WHAT TO DO:
Read the records beneath this task and copy every line that contains the string "getData".

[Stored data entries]
***

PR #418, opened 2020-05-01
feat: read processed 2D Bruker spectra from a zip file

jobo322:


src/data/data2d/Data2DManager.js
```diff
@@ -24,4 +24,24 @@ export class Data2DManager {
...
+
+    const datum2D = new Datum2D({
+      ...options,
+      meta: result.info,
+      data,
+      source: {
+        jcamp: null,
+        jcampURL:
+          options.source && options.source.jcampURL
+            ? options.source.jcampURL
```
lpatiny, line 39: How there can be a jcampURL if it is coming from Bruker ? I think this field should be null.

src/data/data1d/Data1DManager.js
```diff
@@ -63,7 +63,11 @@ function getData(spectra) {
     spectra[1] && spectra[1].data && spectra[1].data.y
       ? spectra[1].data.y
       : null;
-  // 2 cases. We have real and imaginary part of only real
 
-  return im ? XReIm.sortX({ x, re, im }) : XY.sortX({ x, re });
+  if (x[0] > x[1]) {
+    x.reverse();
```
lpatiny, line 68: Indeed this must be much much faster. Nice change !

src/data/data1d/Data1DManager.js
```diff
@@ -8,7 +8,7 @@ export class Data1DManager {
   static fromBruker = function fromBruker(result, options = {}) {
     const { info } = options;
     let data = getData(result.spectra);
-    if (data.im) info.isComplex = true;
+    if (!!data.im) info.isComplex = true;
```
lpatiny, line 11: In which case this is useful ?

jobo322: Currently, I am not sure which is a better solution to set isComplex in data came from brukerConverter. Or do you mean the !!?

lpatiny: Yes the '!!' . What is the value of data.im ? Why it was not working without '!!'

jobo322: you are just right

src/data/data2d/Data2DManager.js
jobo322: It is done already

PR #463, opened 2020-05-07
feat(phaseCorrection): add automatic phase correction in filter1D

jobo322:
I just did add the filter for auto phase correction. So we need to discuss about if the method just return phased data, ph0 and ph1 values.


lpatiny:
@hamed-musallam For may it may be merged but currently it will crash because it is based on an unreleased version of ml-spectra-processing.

***

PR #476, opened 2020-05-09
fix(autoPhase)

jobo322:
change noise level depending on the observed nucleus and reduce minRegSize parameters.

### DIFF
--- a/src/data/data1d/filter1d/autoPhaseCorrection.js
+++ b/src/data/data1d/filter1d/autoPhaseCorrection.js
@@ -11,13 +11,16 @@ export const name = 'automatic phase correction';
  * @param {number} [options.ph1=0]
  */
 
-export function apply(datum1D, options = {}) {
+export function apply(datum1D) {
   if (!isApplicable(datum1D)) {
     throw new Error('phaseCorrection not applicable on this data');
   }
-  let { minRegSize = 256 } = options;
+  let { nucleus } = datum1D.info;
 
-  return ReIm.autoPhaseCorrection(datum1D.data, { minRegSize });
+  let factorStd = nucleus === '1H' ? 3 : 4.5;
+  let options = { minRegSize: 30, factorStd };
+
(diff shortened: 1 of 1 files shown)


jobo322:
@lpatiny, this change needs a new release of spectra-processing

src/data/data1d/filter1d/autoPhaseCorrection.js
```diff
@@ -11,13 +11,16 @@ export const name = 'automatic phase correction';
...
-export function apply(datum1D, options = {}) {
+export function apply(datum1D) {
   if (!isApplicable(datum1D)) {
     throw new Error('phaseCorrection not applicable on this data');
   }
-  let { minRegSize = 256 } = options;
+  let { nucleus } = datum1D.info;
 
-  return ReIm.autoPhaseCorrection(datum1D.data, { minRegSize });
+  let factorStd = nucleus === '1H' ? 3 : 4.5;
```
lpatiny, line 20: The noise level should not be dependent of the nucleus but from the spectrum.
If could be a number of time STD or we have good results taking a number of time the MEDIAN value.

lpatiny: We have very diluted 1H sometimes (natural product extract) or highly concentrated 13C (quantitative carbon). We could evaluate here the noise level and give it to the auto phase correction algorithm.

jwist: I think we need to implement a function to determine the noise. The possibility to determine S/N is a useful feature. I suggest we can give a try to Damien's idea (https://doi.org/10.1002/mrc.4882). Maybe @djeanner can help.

***

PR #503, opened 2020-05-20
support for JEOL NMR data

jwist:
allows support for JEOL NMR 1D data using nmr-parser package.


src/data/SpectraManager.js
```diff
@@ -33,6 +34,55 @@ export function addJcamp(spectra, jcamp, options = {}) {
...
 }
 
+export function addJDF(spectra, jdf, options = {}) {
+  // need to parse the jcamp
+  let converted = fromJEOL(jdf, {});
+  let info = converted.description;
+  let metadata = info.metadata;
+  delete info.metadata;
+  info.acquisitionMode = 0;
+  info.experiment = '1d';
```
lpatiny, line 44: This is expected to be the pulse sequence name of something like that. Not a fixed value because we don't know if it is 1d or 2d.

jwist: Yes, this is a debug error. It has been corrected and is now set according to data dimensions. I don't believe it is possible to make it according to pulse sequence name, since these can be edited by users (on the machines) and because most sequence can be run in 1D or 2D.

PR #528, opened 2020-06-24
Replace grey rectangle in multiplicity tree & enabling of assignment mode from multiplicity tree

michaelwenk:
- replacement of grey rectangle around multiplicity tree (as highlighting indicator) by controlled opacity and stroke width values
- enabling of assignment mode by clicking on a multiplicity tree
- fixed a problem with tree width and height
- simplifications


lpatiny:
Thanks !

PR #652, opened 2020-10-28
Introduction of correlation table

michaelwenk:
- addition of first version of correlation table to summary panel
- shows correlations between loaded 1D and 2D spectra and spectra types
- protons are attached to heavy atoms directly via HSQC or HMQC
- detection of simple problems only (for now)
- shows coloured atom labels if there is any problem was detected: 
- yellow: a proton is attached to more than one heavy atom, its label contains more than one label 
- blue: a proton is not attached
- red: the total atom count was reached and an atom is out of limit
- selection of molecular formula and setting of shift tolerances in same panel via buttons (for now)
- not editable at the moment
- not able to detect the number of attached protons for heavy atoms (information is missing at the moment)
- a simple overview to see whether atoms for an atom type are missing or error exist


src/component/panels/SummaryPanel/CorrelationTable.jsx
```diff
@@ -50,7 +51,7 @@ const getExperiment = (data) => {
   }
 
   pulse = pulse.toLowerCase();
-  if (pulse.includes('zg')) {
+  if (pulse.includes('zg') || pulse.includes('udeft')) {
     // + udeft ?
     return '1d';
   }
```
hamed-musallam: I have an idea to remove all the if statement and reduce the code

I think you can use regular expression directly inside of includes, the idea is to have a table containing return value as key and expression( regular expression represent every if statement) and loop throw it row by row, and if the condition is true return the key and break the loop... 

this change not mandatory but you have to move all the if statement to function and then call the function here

***

ANSWER SPACE:
@@ -63,7 +63,11 @@ function getData(spectra) {
     let data = getData(result.spectra);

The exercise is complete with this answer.